Truth to be told, the index is keeping me currently very busy. This is also the reason why I wasn’t able to create a mid-week post (my goal), because I am collecting and analyzing a lot of data in my evenings.

It’s actually hard to automate some of the analysis that I’m doing. I found that publicly available data brokers are typically US focused and if they have some European data, then it often contains mistakes. That’s why I’m doing most of the work manually.

So what am I actually working on?

Firstly I would like to back test the Noble 30 index regarding its performance since 2006. This includes the Great Recession and would therefore give a more realistic view on its long-term performance.

Secondly I would like to be able to benchmark the index compared to standard indexes like the EuroStoxx, S&P 500, but also ETF’s that are based on European dividend stocks.

Thirdly I would like to get an understanding about its valuation over time. Many stocks are currently quite rich in valuation and spot low dividend yields. Is now a good time to accumulate those stocks or is the index currently priced very rich?

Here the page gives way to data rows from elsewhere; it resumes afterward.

PR #11589, opened 2026-03-25
refactor(explore): colocate visualization rules with chart configs and simplify registry

ruanyl:
### Description
Refactors the Explore plugin's visualization system to give each chart type ownership of its own matching rules and render logic, replacing the centralized rule_repository with colocated VisRule definitions inside each chart config file.

#### Motivation
The previous architecture maintained a large centralized rule_repository.ts (~1,000 lines) that mapped column types to chart types and defined rendering logic separately from the chart configurations. This created tight coupling, made it hard to reason about individual chart types, and required updating multiple files when adding or modifying a visualization.

#### Key changes
**New VisRule interface** — each chart config now defines its own rules with priority, mappings (axis-role-to-field-type), and a render function:
```
interface VisRule<T extends ChartType> {
  priority: number;
  mappings: AxisTypeMapping[];
  render: (props: VisRenderProps<T>) => React.ReactNode;
}
```

**VisualizationRegistry simplified** — instead of maintaining separate rule lists, the registry derives available chart types and performs rule matching directly from registered

## Changelog

- refactor: colocate visualization rules with chart configs and simplify registry

### Check List

- [ ] All tests pass
  - [ ] `yarn test:jest`

### DIFF
--- a/.claude/skills/README.md
+++ b/.claude/skills/README.md
@@ -1,0 +1,36 @@
+# Claude Skills Directory
+
+This directory contains Claude Code skills for OpenSearch Dashboards development. 
+
+**Multi-Platform Support**: Skills are available for both Claude Code and Kiro users through corresponding prompt formats.
+
+## Available Skills
+
+### `resolve-cve` ([resolve_cve.md](resolve_cve.md))
+Automatically identify and resolve security vulnerabilities (CVEs) in project dependencies.
+
+- **Documentation**: [resolve_cve_readme.md](resolve_cve_readme.md)
+- **Claude Usage**: `/resolve-cve [--cve_id CVE-2024-12345]`
+- **Kiro Usage**: Also available as Kiro prompt at [.kiro/prompts/resolve_cve.md](../../.kiro/prompts/resolve_cve.md)
+- **Purpose**: Scans GitHub issues for CVEs, verifies presence in codebase, attempts automated fixes
+
+## Adding New Skills
+
+When adding new skills to this directory:
+
+1. **Claude skill file**: `skill-name.md` (the actual skill definition)
+2. **Kiro prompt file**: `../../.kiro/prompts/skill-name.md` (Kiro-format prompt that delegates to Claude skill)
+3. **Documentation**: `skill_name_readme.md` (comprehensive user guide)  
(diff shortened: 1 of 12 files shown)


src/plugins/explore/public/components/visualizations/visualization_registry.ts
```diff
@@ -3,212 +3,296 @@
...
+  ): FindRulesByColumnsResult {
+    const allMap = new Map<string, Array<VisRule<any>>>();
+    const exactMap = new Map<string, Array<VisRule<any>>>();
+    const numCount = numericalColumns.length;
+    const catCount = categoricalColumns.length;
+    const dateCount = dateColumns.length;
+
+    for (const [type, config] of this.visualizations) {
+      if (chartType && chartType !== type) {
+        continue;
```
wanglam, line 214: Nit: Since we will skip the not matched visualizations here. What about just call `this.visualizations.get(chartType)` here?

src/plugins/explore/public/components/visualizations/visualization_registry.ts
```diff
@@ -3,212 +3,296 @@
...
-    rules.forEach((rule) => this.registerRule(rule));
+  public registerVisualization(input: VisualizationType<any> | Array<VisualizationType<any>>) {
+    const visualizations: Array<VisualizationType<any>> = [];
+    if (Array.isArray(input)) {
+      visualizations.push(...input);
+    } else {
+      visualizations.push(input);
+    }
+    for (const visConfig of visualizations) {
+      if (!this.visualizations.has(visConfig.type)) {
```
wanglam, line 288: Nit: Do we need to throw error when vis type already exists?

wanglam (approved):

src/plugins/explore/public/components/visualizations/visualization_registry.ts
ruanyl: right, that's a good call, I will tweak in next PR

src/plugins/explore/public/components/visualizations/visualization_registry.ts
ruanyl: Also thought about this, will come back to when necessary

SuZhou-Joe (approved):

Let’s see how it goes, but I hope to be able to publish a back test somewhere in early June.

PS: if you have any particular questions about the index, please let me know. It might be interesting for everyone to get it answered and maybe it would be low effort for me to include your question in my analysis.

🌟 Dividend hikes

There were two interesting dividend increases this week:

Medtronic Plc ($MDT) announced a hike in their quarterly dividend from $0,54 to $0,58 (7,4%). This is their 43rd consecutive dividend increase and the stock currently yields 2,49%. The stock currently has a P/E of 26.7, which is a bit too much for me. I find Medtronic a great company to own, but I do have few concerns that I’m keeping a close eye on. I just wish that the share price returned to their fair value around the low/mid-seventies.

The Clorox Company ($CLX) announced a hike in their quarterly dividend from $1,06 to $1,11 (4,7%). This is their 19th consecutive dividend increase and the stock currently yields 2,24%. The stock has a P/E of 29 which is usually applicable to high-growth stocks. I find this stock too hot to even consider at this moment in time.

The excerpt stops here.